**What is needed:** In the data below, find every line with the string "started" and pull it out.

**Material provided:**
PR #1053, opened 2026-02-12
Update how we run PHPUnit

dkotter:
### Description of the Change

Our [PHPUnit workflow has started to fail](https://github.com/10up/classifai/actions/runs/21961547268?pr=1052) and in investigating that, seems GitHub has [updated their default version of Docker](https://github.com/actions/runner-images/issues/13474) that is installed in their runners and that is conflicting with the tool we use to run our tests. That tool hasn't been updated since June 2024 so I'm not confident they'll push out a fix.

Also, there's a better way to run PHPUnit tests now that didn't exist/we didn't know about when we set this up (using `wp-env`) so this is a good opportunity to clean up that setup.

The following updates are made:

- We update our GitHub Action workflow to use the `wp-env` environment to run our PHPUnit tests (and run those on a wider matrix)
- Update our various config and bootstrap files as needed
- Fixed a few tests that started failing now that we're running tests (both unit and E2E) with debug turned on
- Rename our test directory to `Integration` (previously was `Classifai`)

Note most of this was copied from the approach we take on the [AI Experiments plugin](https://github.com/WordPress/ai).

### How to test the Change

Ensure the PHPUnit GitHub Action runs and passes on this PR

### Changelog Entry

> Developer - Update our PHPUnit workflow

### Credits

Props @dkotter

### Checklist:


.github/workflows/phpunit.yml
```diff
@@ -15,45 +15,77 @@ on:
...
-        os: [ ubuntu-latest ]
+        fail-fast: false
+        matrix:
+            php: [ '8.4', '8.3', '8.2', '8.1', '8.0', '7.4' ]
+            wp: [ latest, trunk ]
+            coverage: [ false ]
+            include:
+                - php: '8.4'
+                  wp: latest
+                  coverage: false
```
peterwilsoncc: This appears to be covered by the matrix, why is it needed?

tests/test-plugin/e2e-test-plugin.php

**Result of this exercise:**
Our [PHPUnit workflow has started to fail](https://github.com/10up/classifai/actions/runs/21961547268?pr=1052) and in investigating that, seems GitHub has [updated their default version of Docker](https://github.com/actions/runner-images/issues/13474) that is installed in their runners and that is conflicting with the tool we use to run our tests. That tool hasn't been updated since June 2024 so I'm not confident they'll push out a fix.
- Fixed a few tests that started failing now that we're running tests (both unit and E2E) with debug turned on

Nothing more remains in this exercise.